Embankment Quality and Assessment of Moisture Control Implementation

Project Details







Iowa Department of Transportation
Iowa Highway Research Board

Principal Investigator
David White

Geotechnical Engineer

Co-Principal Investigator
Pavana Vennapusa

Research Assistant Professor

About the research

A specification for contractor moisture quality control (QC) in roadway embankment construction has been in use for approximately 10 years in Iowa on 190 projects. The use of this QC specification and the development of the soils certification program for the Iowa Department of Transportation (DOT) originated from Iowa Highway Research Board (IHRB) embankment quality research projects. Since this research, the Iowa DOT has applied compaction with moisture control on most embankment work under pavements.

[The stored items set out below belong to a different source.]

PR #1251, opened 2025-11-26
kubevirt: Support static gateway and DNS with DHCP

qinqon:
Support configuring static gateway routes and DNS servers on DHCP-enabled
interfaces in KubeVirt. This allows mixed configurations where IP addresses
are obtained via DHCP but routing and DNS are statically configured.

Changes:
- **ConfigDrive**: Always process routes on DHCP network types (`ipv4_dhcp`/`ipv6_dhcp`)
  per the OpenStack schema — no custom fields needed
- **NoCloud v1**: Support both `destination` (CIDR) and `network`/`netmask` route formats;
  put routes/DNS directly on dhcp subnets; skip legacy `gateway` when explicit routes exist
- **NoCloud v2**: Parse `dhcp-overrides` for schema compatibility; routes and nameservers
  always emitted when defined
- **Schema validation**: Add test-time validation of all fixtures against upstream JSON
  schemas from [OpenStack Ironic](https://github.com/openstack/ironic/blob/master/ironic/api/controllers/v1/network-data-schema.json)
  and [cloud-init](https://github.com/canonical/cloud-init/tree/main/cloudinit/config/schemas)
- **Fixture fixes**: Add required fields (`ethernet_mac_address`, `network_id`, `name`),
  move v2 nameservers to per-interface, remove non-standard fields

This study set out to independently evaluate the actual quality of compaction using the current specifications. Results show that Proctor tests conducted by Iowa State University (ISU) using representative material obtained from each test section where field testing was conducted had optimum moisture contents and maximum dry densities that are different from what was selected by the Iowa DOT for QC/quality assurance (QA) testing. Comparisons between the measured and selected values showed a standard error of 2.9 pounds per cubic foot for maximum dry density and 2.1 percent for optimum moisture content. The difference in optimum moisture content was as high as 4 percent and maximum dry density was as high as 6.5 pounds per cubic foot.

Furthermore, the ISU testing results showed higher rates of data outside of the target limits specified based on the available contractor QC data for cohesive materials. Also, during in situ construction observation, disking was not effectively used to aerate the wet fill materials. Several test points show that materials were placed wet of the target moisture contents.

To improve on the current QC/QA field practices, the researchers recommend that alternative specifications be reviewed and developed to incorporate strength- and stiffness-based measurements including intelligent compaction mapping.